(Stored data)
%%
Issue #6830, opened 2021-10-28
src/python/CRABInterface should support py3


mapellidario:
src/python/CRABInterface should run in py3

Status quo:

- [x] crabserver REST interface run from dmwm/python3 branch
- [x] CMSKubernetes: use https://github.com/dmwm/CMSKubernetes/pull/867
- [x] cmsdist: use https://github.com/cms-sw/cmsdist/pull/7452

known problems and missing changes
- [x] https://cmsweb-test1.cern.ch/crabserver/ui returns 404. missing index.html file. Note from Stefano: this is known to happen whenever running cranserver from GH repos instead of `current`. Not worth looking into a fix.
- [x] (1) `tm_edm_outfiles': [b'minbias.root']`. we have a workaround https://github.com/dmwm/CRABServer/releases/tag/py3.211104 (1.0), or another workaround in https://github.com/mapellidario/CRABServer/tree/6830-fix-1  (1.1)
- [x]  (2) TypeError: cannot use a string pattern on a bytes-like object (https://github.com/dmwm/CRABServer/issues/6830#issuecomment-961416487) -> testing a fix in https://github.com/mapellidario/CRABServer/tree/6830-fix-1
- [x] (3) addStatusAndFailure(result, status = 'UNKNOWN', failure = ee.info) (https://github.com/dmwm/CRABServer/issues/6830#issuecomment-961416487) -> testing a fix in https://github.com/mapellidario/CRABServer/tree/6830-fix-1
- [x] (4) `response.headers['ETag'] = '"%s"' % hashlib.sha1(result).hexdigest()` (appears only when opeing the web ui):
  - fixed upstream: https://github.com/dmwm/WMCore/pull/10917
- [x] (5) `b"The following sites from the user site whitelist are blacklisted by the CRAB server` -> testing a [fix](https://github.com/mapellidario/CRABServer/blob/51d1837703e8a11c480f02d0e86b476e0840b65f/src/python/CRABInterface/HTCondorDataWorkflow.py#L228) in https://github.com/mapellidario/CRABServer/tree/6830-fix-1
- [x]  (6) decoding problem when wrong run list (https://github.com/dmwm/CRABServer/issues/6830#issuecomment-975730554)
- [x] py3 crabserver compatible with py2-submitted tasks
  - [x] (7) https://github.com/dmwm/CRABServer/compare/python3...mapellidario:6830-fix-4

| taskname | submission env | status | changes |
|-|-|-|-|
[...]

PR #6907, opened 2021-12-09
force 'runs' and 'lumis' in tm_split_args to be unicode with py3 REST

mapellidario:
Related to #6830 

#### status

tested on cmsweb test1 in last couple of days, ready to merge

#### descriptions

This PR fixes the first problem that we found when passing to the TW via a py3 rest interface a task that was submitted via a py2 rest interface. The only problem that we found so far and that we address in this PR is:

- tm_split_args: convert to unicode the values in the lists: 'lumis' and 'runs'

### DIFF
--- a/src/python/CRABInterface/RESTWorkerWorkflow.py
+++ b/src/python/CRABInterface/RESTWorkerWorkflow.py
@@ -133,6 +133,11 @@ def fixupTask(task):
             if isinstance(value, bytes):
                 result[field][idx] = value.decode("utf8")
 
+    # py3 crabserver compatible with tasks submitted with py2 crabserver
+    for arg in ('lumis', 'runs'):
+        for idx, val in enumerate(result['tm_split_args'].get(arg)):
+            result['tm_split_args'][arg][idx] = decodeBytesToUnicode(val)
+
     #convert tm_arguments to the desired values
     extraargs = result['tm_arguments']
     result['resubmit_publication'] = extraargs['resubmit_publication'] if 'resubmit_publication' in extraargs else None


belforte:
My python is not good enough to understand the new code. But since we tested it, I trust it.

mapellidario:
I should have added a comment here.

`results['tm_split_args"]` should look like

```python
{
...
"runs": ["123456", "123457", "123458"], # list of strings, every string is a runnumber
"lumis": ["1,2", "1,3,4,5", "1,2,4,5,6,7"], # list of strings. every string is a comma-separated list of lumisection for the corresponding runnumber
...
}
```

but when we submit a task from py2-rest and we retrieve from py3 rest, we have in py3 something like

```python
{
...
"runs": [b"123456", b"123457", b"123458"], # list of bytes-strings, every string is a runnumber
"lumis": [b"1,2", b"1,3,4,5", b"1,2,4,5,6,7"], # list of bytes-strings. every bytes-string is a comma-separated list of lumisection for the corresponding runnumber
...
}
```

This PR is simply converting those bytes-strings to unicode strings, which are json-serializable and do not break the REST interface.

some comments on the changes:
- I used `result['tm_split_args'].get(arg)` instead of `result['tm_split_args'][arg]` not to break the code in case `runs` or `lumis` are not keys of the dictionary `result['tm_split_args']`. I have not checked, maybe they are always there, but better be safe than sorry.
- I needed to change all the items of a list based on their current value, so `for idx, val in enumerate(mylist): mylist[idx] = somefunction(val)` seemed like the easier option.

I am sorry this looks "obscure", I will make an effort to improve the comments and/or PR description next time.

belforte:
You can surely add a comment also now, also directly to python3 branch with GH editor, it is very safe to add comments ! But you need not to explain what a builtin does (`.get(arg)` e.g.).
%%
# About this task
Which lines hold the word "tasks"? Copy each of them from the records.

# Answer section
- [x] py3 crabserver compatible with py2-submitted tasks
+    # py3 crabserver compatible with tasks submitted with py2 crabserver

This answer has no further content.